Cultivators have bred designer sake rice throughout the beverage’s history, but it’s not rare for strains to fall out of vogue and fade into obscurity. Such was the fate of Ishikawa Sake No. 30, but Kazuma Shuzo is tackling the rice strain again using modern techniques that could unlock its full potential.
For years now, Yumeurara and Kazuma Shuzo have been working to revitalize the abandoned farmlands of Noto by producing unique sake there, with the Ishikawa Sake No. 30 Regeneration Project being their latest idea.
Starting with only 100 seeds in 2019, Yumeurara managed to successfully grow a crop to yield many more seeds in 2020. These seeds were planted again and will be harvested this September in amounts plentiful enough to begin brewing sake from it on a larger scale. The first commercially available sake ever produced from this once-abandoned rice strain is scheduled for sale after the spring of 2022.
LINK: PRTIMES | 2021/7/20 |約30年間眠り続けた幻の酒米の再生「石川酒30号再生プロジェクト」始動
Niigata’s Midorikawa Sake Company releases sake aged in whiskey barrels
On July 12, Midorikawa Sake Company began selling a new sake line that’s been aged in whiskey barrels. Named Master Brewer’s Select, these sake are aged for over a year in barrels made of mizunara Hokkaido oak, American oak, and Spanish oak, and then further aged and blended.

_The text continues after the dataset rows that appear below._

PR #2159, opened 2016-06-24
Not null fields on assignments

chcholman:
This is the final PR in a series cleaning up the Assignments table. I've confirmed that all data we're adding not-null values to has been properly cleaned up in production.


jwright:
@chcholman This looks good. I am a little skittish that we have all of the instances where we create/update assignments are covered by having these now required columns. Are we sure these are covered by tests?

chcholman:
@jwright Excellent point - I'll confirm and have you take another look if need be. Thank you!

PR #2162, opened 2016-06-24
1521 count top grades only

chcholman:
This PR adds a feature that allows instructors to declare a maximum number of grades that count from a single assignment type and properly totals the student's course score.

### DIFF
--- a/app/models/assignment_type.rb
+++ b/app/models/assignment_type.rb
@@ -4,7 +4,7 @@ class AssignmentType < ActiveRecord::Base
   acts_as_list scope: :course
 
   attr_accessible :max_points, :name, :description, :student_weightable,
-    :position
+    :position, :top_grades_counted
 
   belongs_to :course, touch: true
   has_many :assignments, -> { order("position ASC") }, dependent: :destroy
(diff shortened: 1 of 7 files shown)


app/models/assignment_type.rb
```diff
@@ -73,27 +79,53 @@ def weighted_total_for_student(student)
   end
 
   def visible_score_for_student(student)
-    score = score_for_student(student)
-    if (max_points > 0) && score > max_points
-      return max_points
+    if count_only_top_grades?
+      return summed_highest_scores_for(student)
+    elsif is_capped?
+      return max_points_for_student(student)
```
acousticrobot: 💘 Love how much better this reads!

app/models/assignment_type.rb
```diff
@@ -73,27 +79,53 @@ def weighted_total_for_student(student)
...
     else
-      return score
+      return score_for_student(student)
     end
   end
 
-  def score_for_student(student)
+  def grades_for(student)
```
acousticrobot: I feel like this should be `visible_grades_for(student)`, but that also isn't entirely accurate (really it would be something horrible like `grades_that_count_towards_score_for(student)`. 

I like that `grades_for` is succinct, considering how much it is used internally in AssignmentType for calculations.

Outside of the file, I would expect `AssignmentType.grades_for(student) == AssignmentType.grades.where(student: student)`, but I'm not sure if are serious repercussions for code written under this assumption. If someone saw the method was available, and tried to use it to find a count for incomplete grades by assignment type, for instance.

If it is a method better used internally only, perhaps it should be private?

I'm not necessarily recommending a change, just trying to lay out my thoughts.

chcholman: I really appreciate all of this thinking. I am going to keep working with some of these issues in other work, so for the moment I'm going to hold off on making any further changes while I think about it some more.

PR #2164, opened 2016-06-25
Removed limitation on the upper bound of grade scheme element

chcholman:
This bugfix addresses the grade scheme element form rejecting point values that are higher than 1) is set on the Course model, or 2) the total sum of assignments created. Because the grading scheme is often entered far before all of the assignments are in, this is key to the UX feeling functional. It also adds the ability to edit the highest_points value, and for changes here to smartly update the lowest bounds of the above grade scheme element.

### DIFF
--- a/app/assets/javascripts/angular/directives/GradeSchemeDirectives.js.coffee
+++ b/app/assets/javascripts/angular/directives/GradeSchemeDirectives.js.coffee
@@ -7,12 +7,13 @@
   controller: ($scope) ->
     this.lowest_points = (modelValue, viewValue) ->
       if (modelValue < $scope.element.highest_points || $scope.element.highest_points == '')
-        GradeSchemeElementsService.update_scheme($scope.index, modelValue)
+        GradeSchemeElementsService.update_high_range($scope.index, modelValue)
         true
       else
         false
     this.highest_points = (modelValue, viewValue) ->
-      if (modelValue > $scope.element.lowest_points && modelValue < GradeSchemeElementsService.getTotalPoints())
+      if (modelValue > $scope.element.lowest_points || $scope.element.lowest_points == '' )
+        GradeSchemeElementsService.update_low_range($scope.index, modelValue)
         true
       else
         false
@@ -30,5 +31,4 @@
   require: ['^gradeSchemeRanges', '^ngModel']
   restrict: 'C'
   link: (scope, elm, attrs, ctrls) ->
-   ctrls[1].$validators.range = ctrls[0].highest_points
-    # create an on change binding
+    ctrls[1].$validators.range = ctrls[0].highest_points
--- a/app/assets/javascripts/angular/directives/GradeSchemeDirectives.js.coffee
+++ b/app/assets/javascripts/angular/directives/GradeSchemeDirectives.js.coffee
@@ -6,17 +6,11 @@
   }
   controller: ($scope) ->
     this.lowest_points = (modelValue) ->
-      if (modelValue < $scope.element.highest_points || $scope.element.highest_points == '')
-        GradeSchemeElementsService.update_high_range($scope.index, modelValue)
-        true
-      else
-        false
+      GradeSchemeElementsService.isLowestPointValue($scope.element, $scope.index, modelValue)
+
     this.highest_points = (modelValue) ->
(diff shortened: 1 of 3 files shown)


app/assets/javascripts/angular/directives/GradeSchemeDirectives.js.coffee
```diff
@@ -7,12 +7,13 @@
   controller: ($scope) ->
     this.lowest_points = (modelValue, viewValue) ->
```
zazaian: It seems to me like the fact that we're calling the `GradeSchemeElementService` is being called in both the `lowest_points` method and the `highest_points` method means that both methods should be defined in the service itself rather than in the controller for this directive.

app/assets/javascripts/angular/directives/GradeSchemeDirectives.js.coffee
```diff
@@ -7,12 +7,13 @@
...
       if (modelValue < $scope.element.highest_points || $scope.element.highest_points == '')
-        GradeSchemeElementsService.update_scheme($scope.index, modelValue)
+        GradeSchemeElementsService.update_high_range($scope.index, modelValue)
         true
       else
         false
     this.highest_points = (modelValue, viewValue) ->
```
zazaian: Why do we need a `viewValue` here if it isn't being used?

app/assets/javascripts/angular/services/GradeSchemeElementsService.js.coffee
```diff
@@ -25,10 +25,14 @@
...
       (value < elements[parseInt(index)].highest_points)
 
-    update_scheme = (index, newValue) ->
+    update_high_range = (index, newValue) ->
       if(index != elements.length-1)
         elements[index+1].highest_points = newValue-1
 
+    update_low_range = (index, newValue) ->
+      if(index != elements.length+1)
+        elements[index-1].lowest_points = newValue+1
```
zazaian: Was a decision made to remove all spaces around math operators or is just for consistency? I feel like removing the spaces around the `+` and `-` is confusing and really hurts readability.

app/assets/javascripts/angular/templates/ng_gradeSchemeRanges.html.haml
```diff
@@ -1,4 +1,4 @@
 %span.form_label Low Point Threshold
 %input.low-range{:type => 'number','index' => '{{index}}','name' => 'lowest_points', 'ng-model' => 'element.lowest_points'}
 %span.form_label High Point Threshold
-%input.high-range{:type => 'number', 'name' => 'highest_points', 'ng-model' => 'element.highest_points', 'ng-disabled' => 'index > 0'}
+%input.high-range{:type => 'number', 'index' => '{{index}}','name' => 'highest_points', 'ng-model' => 'element.highest_points' }
```
zazaian: Yayy Angular :tada:

app/assets/javascripts/angular/services/GradeSchemeElementsService.js.coffee
```diff
@@ -56,7 +60,8 @@
         getGradeSchemeElements: getGradeSchemeElements
         postGradeSchemeElements: postGradeSchemeElements
         checkLowRange: checkLowRange
-        update_scheme: update_scheme
```
zazaian: :+1: the consistent naming here definitely helps clarify the relationship between these methods.

app/assets/javascripts/angular/directives/GradeSchemeDirectives.js.coffee
zazaian: Can you explain the naming `modelValue` and `viewValue` here? What do these represent?

app/assets/javascripts/angular/services/GradeSchemeElementsService.js.coffee
acousticrobot: Looks like I was the last to [touch these lines](https://github.com/UM-USElab/gradecraft-development/commit/43a9d86de62c197800e17c754ddb400178d228fb) but it just for a find and replace `low_points` to `lowest_points`.  The lack of spaces is inconsistent with the rest of the app and I agree w/ @zazaian that it is confusing and hard to read.

zazaian:
@chcholman I had a few questions about method organization and argument naming. Let met know if these are unclear at all.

Midorikawa president Shunji Ohira came up with the idea after tasting barrel-rested beer and wondering if sake could also benefit from the added aromatic notes of certain wooden casks. Having already studied whiskey production prior to taking over the Midorikawa brewery, Ohira set out to find just the right materials that would accentuate his company’s sake brews.
The result is an added layer of aroma to the already complex flavor of aged sake. According to Midorikawa, customers enjoyed the Master Brewer’s Select release so much that the entire stock sold out in under a month.

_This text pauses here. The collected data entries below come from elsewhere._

PR #2168, opened 2016-06-27
1864 predictor style

acousticrobot:
NOT READY TO MERGE

No need to review the code for now, please just take a look at this "sketch" for the Predictor sidebar. I'd like to get some feedback before fully styling and implementing, and in advance of adding it to the other student pages.

Things I'd like to discuss tomorrow:

  * Can we fix the tabs to the top, and remove the H3.pagetitle (GRADE PREDICTOR) title on this and maybe all the other student pages? If the graph and sidebar did not need to scroll-to-stick I think it would improve the UX, not to mention simplify the js.
  * I put a working remove 'X' button in the sidebar, but I think we might be OK with just the "Okay, got it!"
  * I added an animated attention point instead of a red arrow, but am open to other ideas or refinements. My thoughts go to reducing the speed and opacity, but I'd like to see some other 'hint' cards first.
  * I've added all the icons into the side panel as requested. Please view `Group Assignment + Submissions` Assignment, and some of the Unlock Settings examples (both locked and key examples)
  * I've just added, unsettled, the name, description, due-date, and points.  Additional properties on the Assignment will be really easy to add now, which ones should we add?
  * Do we keep the due date in the predictor widgets?
  * If you have a chance to run the sample data, I've added an Assignment in the Predictor Type called "Assignment With Icons and Levels" -- that has all three 'main' icons. I'd like to work on the spacing of these, and also -- The icons in the example spec float right -- should I implement this? 
  * I have't built the sidebar detail page for the badges yet -- how similar can we make them here and on the badge page? I think it would be cool if these detail blocks could be completely autonomous and not reliant on the predictor context, but this could take some forethought.  
  * I haven't started to tackle any responsive implementation, but we need to, and this might be better discussed face-to-face tomorrow.

Thanks for any feedback!


mariehooper:
Hi @acousticrobot - @chcholman and I have addressed your Qs above as discussed... here is an itemized list of changes based on that feedback! 

- [ ] fix the tabs to the top, and remove the H3.pagetitle on all student pages
- [ ] remove the 'x' to close the side panel since the panel will not be opening and closing and just leave the 'okay got it!' as a way to dismiss that initial instruction block.
- [ ] make whole card headers link to info rather than just the info icon (and reduce the size of the info icon to ~ 0.85rem to match font-size
- [ ] yes, let's float the icons right... I think they stand out a little better that way.
- [ ] we need to standardize icons for different states.. lets make 'required' the 'fa-asterisk' icon, 'late' the 'fa-clock-o' icon, and 'group assignment' should be 'fa-users' everywhere - some places we use this and some we use the building blocks icon
- [ ] Let's leave the due date per Cait request but slide a 'fa-calendar' icon ahead of it and reduce the size of the font to 0.7rem

I will look into all the possibilities for assignment properties to add to the side panel, but for now let's have the details you mentioned with a truncated version of the assignment description that links out to the assignment show page. 

Thanks so much! This is looking awesome! 🎉  ✨

PR #2176, opened 2016-06-29
Add Ability to Copy Courses with Students

### LINKED ISSUE #1607: Copy Course & students
Particularly in the K-12 context we have spaces where instructors need to copy a course AND bring the students along with them. We should support a workflow that allows for this within the Course Copy feature, allowing the instructor mark to "Copy students & roles", and thereby creating new course memberships that match the roles of the course being copied.

jonathoy:
Skips After Create Callback for Courses Model When Copying With Associations
to Prevent Duplication Issues

Closes #1607


spec/controllers/courses_controller_spec.rb
```diff
@@ -154,6 +154,21 @@
       end
     end
 
+    describe "POST copy_with_students" do
+      let(:course_with_students) { create(:student_course_membership, user: student, course: @course).course }
+      let(:student) { create :user }
```
acousticrobot: You don't have to declare the student here if you aren't going to use it in the expect block. Also, it works (because of the magic of let, I think), but it's confusing have `let(:student)` on 159, but to use the variable on line 158.

I would change these two lines to:
```
let(:course_with_students) { create(:student_course_membership, course: @course).course }
```
and the `student_course_membership` factory will create the user.

spec/models/course_spec.rb
```diff
@@ -49,7 +49,7 @@
   end
 
   describe "#copy" do
-    let(:course) { build :course }
+    let(:course) { create :course }
     subject { course.copy }
```
acousticrobot: This is much cleaner!

spec/models/course_spec.rb
```diff
@@ -83,20 +80,38 @@
...
+      subject.copy_with_students
+      expect(Course._create_callbacks.map(&:filter)).to include :create_admin_memberships
+    end
+
+    it "copies the students" do
+      duplicated = subject.copy_with_students
+      expect(duplicated.reload.users).to include student
+    end
+  end
+
```
acousticrobot: This may be a personal style preference, but agian I find the `subject` declared on line 97 but used on line 96 confusing. 

Additionally in this case I would probably not assign the original course to `subject` because I feel like it is only tangentially the scrutinized subject. I would expect the subject to be `duplicated`, or `callbacks`, if anything.

I probably would have written this block as:

```
  describe "#copy_with_students" , focus: true do
    let!(:course) { create(:student_course_membership, course: subject).course }

    it "turns off the create_admin_memberships callback" do
      expect_any_instance_of(Course).to_not receive(:create_admin_memberships)
      course.copy_with_students
    end

    it "turns back on the create_admin_memberships callback" do
      course.copy_with_students
      expect(Course._create_callbacks.map(&:filter)).to include :create_admin_memberships
    end

    it "copies the students" do
      duplicated = course.copy_with_students
      expect(duplicated.reload.users).to include course.students.first
    end
  end
```

app/controllers/courses_controller.rb
```diff
@@ -3,6 +3,7 @@ class CoursesController < ApplicationController
 
   before_filter :ensure_staff?
 
+  # rubocop:disable AndOr
```
jwright: Why do we need to disable this `rubocop` rule here?

app/controllers/courses_controller.rb
```diff
@@ -31,19 +32,15 @@ def edit
...
-    else
-      redirect_to courses_path,
-        alert: "#{course.name} was not successfully copied"
-    end
+    @course = Course.find(params[:id])
+    duplicated = @course.copy
+    validate_copy(duplicated)
+  end
+
+  def copy_with_students
```
jwright: I feel like we should not have 2 action endpoints here. They both seem like they are accomplishing the same thing, one just has the option to copy students. I think a parameter for the option could be passed in. This would eliminate the need for the private `validate_copy` method and the small duplication of finding the course.

app/models/course.rb
```diff
@@ -161,14 +161,14 @@ def user_term
...
   def copy(attributes={})
-    ModelCopier.new(self).copy(attributes: attributes,
-                               associations: [
-                                 :badges,
-                                 { assignment_types: { course_id: :id }},
-                                 :challenges,
-                                 :grade_scheme_elements
-                               ],
-                               options: { prepend: { name: "Copy of " }})
+    copy_with_associations(attributes, [])
```
jwright: 👍

app/models/course_membership.rb
```diff
@@ -24,6 +25,10 @@ class CourseMembership < ActiveRecord::Base
 
   validates :instructor_of_record, instructor_of_record: true
 
+  def copy(attributes={})
```
jwright: This method definition is not necessary since it will just use the one from `Copyable`.

spec/models/course_spec.rb
jwright: 👍

spec/models/course_spec.rb
jwright: @acousticrobot I disagree with this since this is a `Course` spec. The subject under test should be a `course`. 

I could see it being the `duplicated` course except it's the result of the `"when"` action and so I don't think that should be the subject under test. This would result in the following:

```
describe "#copy_with_students" do
  let(:course) { create :course }
  let!(:student) { create(:student_course_membership, course: course).user }
  subject { create(:course).copy_with_students }

  it "turns off the create_admin_memberships callback" do
    expect_any_instance_of(Course).to_not receive(:create_admin_memberships)
    subject # <--- weird
  end
end
```

jwright:
@jonathoy Looks good man! I had a few comments but nothing major. Nice work 👌

spec/models/course_spec.rb
acousticrobot: I hear you that that is very strange. I wouldn't advocate for changing what `subject` refers to, but getting rid of it entirely. I guess what's bothering me is this is an situation where an instance method acts like a class method (constructor) , so `subject` doesn't seem to correlate to the instance. And it breaks with the pattern from the test directly above:

```
describe "#copy" do
    let(:course) { create :course }
    subject { course.copy }

...

describe "#copy_with_students" do
    let!(:student) { create(:student_course_membership, course: subject).user }
    subject { create :course }
```

so it necessitates a lot of extra scrolling to keep track of the context of `subject` and makes me question if it's good enough that `subject` is *any* instance of `course`. This may be a larger discussion though about the merits of requiring the use of a `subject` in all tests.

app/controllers/courses_controller.rb
jonathoy: Rubocop was having a fit on lines 123 and 126 where I had used the `and return` statement. I originally had it just above line 123 but I realized that if you put `# rubocop:disable AndOr` once it will suppress for the entire file. I had figured by that logic it made more sense to have it at the top of the class.

spec/models/course_spec.rb
jonathoy: Being an RSpec newb, I would be interested in hearing said discussion.

acousticrobot: I'll add it to Tuesday chats, but feel free to submit the PR with these tests as-is in the meantime.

Ohira said that the response was “beyond expectations” and is already preparing to expand Master Brewer’s Select into the Midorikawa Cask Collection brand, which will include varieties from the junmai and daiginjo sake categories.
LINK: 日本経済新聞 | 2021/8/3 |緑川酒造、ウイスキー樽熟成の日本酒を商品化 信越企業 攻めの一手
“First 100” app to help new sake drinkers find their way to a favorite brand
Liquor store Imadeya launched a new app called First 100, which was designed to guide those unfamiliar with sake through the vast range of available brands and styles.
First-time sake drinkers can find the sheer number of sake brands overwhelming and might not know where to start without the help of an expert. This problem has recently been compounded by the COVID-19 pandemic, as getting in-person expert advice is now usually off the table.
First 100 takes the guesswork out of beginner sake exploration by providing a list of the 100 best entry-level sake brands. Users can provide feedback about sake using simple, non-technical language. This data is then used to help make future recommendations, and a social network of sorts also lived on the app, allowing users to share reviews of the First 100-recommended brands they’ve tried.
In addition to the app, Imadeya will also open a new brick-and-mortar store in the Kiyosumi Shirakawa area of Tokyo. The shop will sell all of the 100 sake brands featured in the app and will eventually feature a tasting section.
LINK: PRTIMES | 2021/8/5 |家飲み需要拡大を受け、IMADEYAがお酒ビギナー向けアプリ&EC「はじめの100本」をリリース。清澄白河に新店も。